Faced with the choice of seeing their children dressed as Pioneers in Cuba and the Soviet bloc or as paupers in the United States, thousands of parents opted for the humbler apparel and the grief that came with it. As many saw it, they had no other choice. Freedom was that important to them. Bardach mentions this episode in Cuban history briefly, in one paragraph about midway through the book, and the spin she puts on it sums up her perspective.

According to her, being subjected to the Pedro Pan exodus counts as a privilege: The airlift was a “perk” that has been not awarded to any other immigrant group -- some sort of economic aid package -- and it serves as proof that Cuban exiles have been coddled, and that their success story in the States has more to do with American largess than with any positive cultural traits they might claim as their own.

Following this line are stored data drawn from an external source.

Issue #23, opened 2019-02-18
Survey tool: List view of collected data


reginafcompton:
The user should be able to view a list of all run surveys. 

This issue refers to simply setting up the view/route for collected data.

beamalsky:
@jeancochrane, what do you think we should call this route? https://justspaces.datamade.us/surveys/ is surveys that can be run, and I think we need something to distinguish that this view is for the data, not the forms. 

Some options: 

- https://justspaces.datamade.us/submitted <-- this is what fobi does
- https://justspaces.datamade.us/collecteddata
- https://justspaces.datamade.us/surveydata

beamalsky:
Another pattern that Fobi uses, which I don't think is very RESTful:

**https://justspaces.datamade.us/surveys/[Survey ID]** <-- this is where you run the survey
**https://justspaces.datamade.us/surveys/[Survey ID]/submitted** <-- this is where you look at the data you collected with the survey

beamalsky:
I'm imagining the collected data list view has a table of this form:

| Survey Title | Last submitted | 
| -----|------ |

When you click on a survey title, it brings you to a detail view for that survey, which will include ways to interact with individual submissions of that survey.

jeancochrane:
Hmm, this is a tricky question from a design perspective. Since "surveys" and "collected data" basically refer to the same entity in the context of a list view -- "collected data" is really just referring to "surveys that have been run," as I understand it -- part of me feels like the right idiom would be to include a boolean query parameter `?submitted`. This would imply that the table structure would be the same for the "survey" view as it would be for the "collected data" view, in that the parameter would only adjust the query that we run to retrieve the list of surveys.

That being said, it seems like maybe we don't actually want the "survey" table and the "collected data" table to have the same structure, in which case "surveys" and "collected data" are sort of referring to different things. In that case my preference would probably be for `/surveys/submitted/` for the list view and `/surveys/submitted/<survey_id>` for the detail view, which feels like it preserves the fact that "collected data" are essentially a special case of "surveys" while also insisting on the major distinction between them by using separate routes.

What do you think about that @beamalsky ?

beamalsky:
It is tricky, thanks for this! My sense is that we want editing/running a survey and interacting with that survey's submitted data to feel like pretty distinct actions and allow the likely possibility that those tables will have different structures. It makes more sense to me to follow your `/surveys/submitted/` and `/surveys/submitted/<survey_id>` suggestion.

[...]

Issue #61, opened 2019-03-18
Detail view of collected data: Initiate and implement a basic table


reginafcompton:
This issue should address:

* setting up view/route for collected data detail view
* presenting survey data in a table

reginafcompton:
@beamalsky - we cannot display data in a table, until we implement a strategy for data handling, right? If so, let's limit the scope of this issue to initiating view/route for the detail view.

beamalsky:
That's right @reginafcompton !

beamalsky:
Closed by #76

PR #71, opened 2019-04-08
Collected data list route and view

beamalsky:
## Overview

This PR creates a route and view for a simple list view of collected data, as described in #23 

### Notes

To do:

- [x] Figure out consistent naming for collected data views. @jeancochrane, I'd love your input on this. See: https://github.com/datamade/just-spaces/issues/23#issuecomment-480892552
- [x] Group by survey title. See https://github.com/datamade/just-spaces/issues/23#issuecomment-480905922

## Testing Instructions

 * Start with the db in just-spaces.dump
* Run the site locally and submit a survey! 
* Navigate to http://127.0.0.1:8000/collected-data/

Connects #23


beamalsky:
Hm, I didn't have any issues applying that new PLDP migration. I've added a new db dump with it, could you try this one out? 

And ee I deleted some data handler urls I didn't think were being used anywhere, but I was wrong! Adding them back should resolve your last comment.

Writing a test here is a great idea—I'm not in that habit and would like to be! Let me give it a try now.

jeancochrane:
Great, new DB dump worked for me! And the missing route is back now. Let me know when you're ready for me to look at the test.

tests/conftest.py
```diff
@@ -102,3 +105,43 @@ def form_element(db, form_entry):
...
+        total=5,
+        survey=survey,
+    )
+
+    return survey_row
+
+
+@pytest.fixture
+@pytest.mark.django_db
+def survey_component(db, row):
```
jeancochrane: Are `survey_row` and `survey_component` being used in the test at all, or are you setting them up for the future?

beamalsky: Just setting them up for the future! I'll need them to test the next issue (#61)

Good grief. Never mind what the parents suffered: that should be obvious to anyone who empathized with Elian’s father. Think of the kids. Operation Pedro Pan was no Head Start program. Most of these boys and girls spent years on their own because Castro’s government prevented their parents from leaving Cuba. Many ended up living in squalid, brutal places, including orphanages and halfway houses for delinquents. Some had to drop out of school or put it on the back burner. Many were never reunited with their families. All were scarred for life by the experience, and yet all had to compete for their share of the American pie as Hispanics, an ethnic minority that many Americans continue to view as inferior and quite incapable of rational behavior.

I know this because I was one of those kids. If such an ordeal counts as a perk, or if it really has nothing to do with the pursuit of freedom, please send me to hell; it’s bound to be a much more reasonable place. Besides, in hell no one will blame us Cubans for ruining the neighborhood. Not even the journalists.